RECORD EXTRACTS:
^^^^^^^^^^^^^^^^

PR #55, opened 2022-05-19
🏷 typescript enhancements

dmihalcik-virtru:
- More return types
- fewer ts-ignores
- some more types!

### DIFF
--- a/lib/tsconfig.json
+++ b/lib/tsconfig.json
@@ -25,5 +25,5 @@
     "strictPropertyInitialization": true,
     "target": "ES2017"
   },
-  "include": ["src", "test"]
+  "include": ["facade", "src", "test", "tdf3"]
 }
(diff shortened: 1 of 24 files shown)


lib/tsconfig.json
```diff
@@ -25,5 +25,5 @@
     "strictPropertyInitialization": true,
     "target": "ES2017"
   },
-  "include": ["src", "test"]
+  "include": ["facade", "src", "test", "tdf3"]
```
pflynn-virtru, line 28: it would be nice to remove test from bundle

pflynn-virtru (approved):

lib/tsconfig.json
dmihalcik-virtru: This is for running tsc. Bundling is accomplished with web pack.config, which I think doesn't include these? (It gives an entry point, and then tests/etc should be shaken out), or the package.json `files` directive, which removes them from the esm module that is the only thing that seems to be built.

^^^^^^^^^^^^^^^^

INSTRUCTIONS TO FOLLOW:
Count up the lines in the preceding data that include the word "from"; respond with the number only.

OUTPUT OF THE EXERCISE:
2